Similarly, on the third day, the gardener digs an area of 12 * 1.2 = 14.4 square meters.
We can see that the area dug each day follows a pattern of multiplying by 1.2.
To find the day when the task is completed, we need to sum up the areas dug each day until it reaches or exceeds 800 square meters.
Let's calculate the total area dug each day until the task is completed:
Day 1: 10 square meters
Day 2: 12 square meters
Day 3: 14.4 square meters
Day 4: 14.4 * 1.2 = 17.28 square meters
Day 5: 17.28 * 1.2 = 20.736 square meters
Day 6: 20.736 * 1.2 = 24.8832 square meters
Day 7: 24.8832 * 1.2 = 29.85984 square meters
Day 8: 29.85984 * 1.2 = 35.831808 square meters
Day 9: 35.831808 * 1.2 = 42.9981696 square meters
Day 10: 42.9981696 * 1.2 = 51.59780352 square meters
After 10 days, the gardener has dug an area of approximately 51.6 square meters, which is less than 800 square meters.

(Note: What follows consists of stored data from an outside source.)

PR #143, opened 2019-06-21
gapic: fix header request params

noahdietz:
#114 did this incorrectly based on [aip/4222](https://aip.dev/client-libraries/4222). This PR fixes that.

* Multiple key-value pairs are concatenated with `&`
* The entire "query" is URL encoded (prevents stuff like https://github.com/googleapis/gax-nodejs/issues/520)
* Implements nested request parameter access

### DIFF
--- a/internal/gengapic/gengapic.go
+++ b/internal/gengapic/gengapic.go
@@ -444,14 +444,17 @@ func (g *generator) insertMetadata(m *descriptor.MethodDescriptorProto) error {
 	}
 
 	if len(headers) > 0 {
-		var pairs strings.Builder
+		var formats, values strings.Builder
 		for _, h := range headers {
 			field := h[1]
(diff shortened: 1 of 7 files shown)


internal/gengapic/gengapic.go
```diff
@@ -464,9 +468,13 @@ func (g *generator) insertMetadata(m *descriptor.MethodDescriptorProto) error {
 	return nil
 }
 
-func pair(key, field string) string {
-	// TODO(ndietz) the formatted field accessor here only works for top-level fields
-	return fmt.Sprintf("%q, fmt.Sprintf(%q, req.Get%s())", key, field+"=%v", snakeToCamel(field))
+func buildAccessor(field string) string {
+	var ax string
```
pongad: Let's use `strings.Builder`?

noahdietz: Done!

Now, let's continue calculating until we reach or exceed 800 square meters:
Day 11: 51.59780352 * 1.2 = 61.91736422 square meters
Day 12: 61.91736422 * 1.2 = 74.30083706 square meters
Day 13: 74.30083706 * 1.2 = 89.16100448 square meters
Day 14: 89.16100448 * 1.2 = 107.7932054 square meters
Day 15: 107.7932054 * 1.2 = 129.3518465 square meters
Day 16: 129.3518465 * 1.2 = 155.2222158 square meters
Day 17: 155.2222158 * 1.2 = 186.2666589 square meters
After 17 days, the gardener has dug an area of approximately 186.3 square meters, which is still less than 800 square meters.
Repeating this process, we can continue calculating until we reach or exceed 800 square meters.

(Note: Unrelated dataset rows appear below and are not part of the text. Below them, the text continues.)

PR #145, opened 2019-06-27
gapic: encode metadata pairs separately

### LINKED ISSUE #144: x-goog-request-params key and value need to be escaped separately
This was probably already on the mind of @noahdietz, but I wanted to make sure it didn't get lost.

#143 escapes the whole key=value pair, meaning that the = is escaped. Instead, the key and value should be escaped separately. In reality, we're *probably* fine not to escape the key, as that's fixed at configuration time and highly unlikely to ever contain character that need escaping. It could certainly be escaped at generation time rather than on every request.

noahdietz:
Encodes the keys & values of `x-goog-request-params` pairs separately.

Fixes #144

### DIFF
--- a/internal/gengapic/gengapic.go
+++ b/internal/gengapic/gengapic.go
@@ -449,12 +449,12 @@ func (g *generator) insertMetadata(m *descriptor.MethodDescriptorProto) error {
 			field := h[1]
 
 			formats.WriteString("%s=%v&")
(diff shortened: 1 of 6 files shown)


noahdietz:
> do the key escaping at generation time

Yeah I like this better. Cluttering the generated code for something that will likely never happen seems wrong.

Day 18: 186.2666589 * 1.2 = 223.5199907 square meters
Day 19: 223.5199907 * 1.2 = 268.2239888 square meters
Day 20: 268.2239888 * 1.2 = 321.8687866 square meters
Day 21: 321.8687866 * 1.2 = 386.2425439 square meters
Day 22: 386.2425439 * 1.2 = 463.4910527 square meters
Day 23: 463.4910527 * 1.2 = 556.1892632 square meters
Day 24: 556.1892632 * 1.2 = 667.4271158 square meters
Day 25: 667.4271158 * 1.2 = 800.912539 square meters
After 25 days, the gardener has dug an area of 800 square meters, completing the task.
Therefore, the number of days needed to complete the task is 25 days.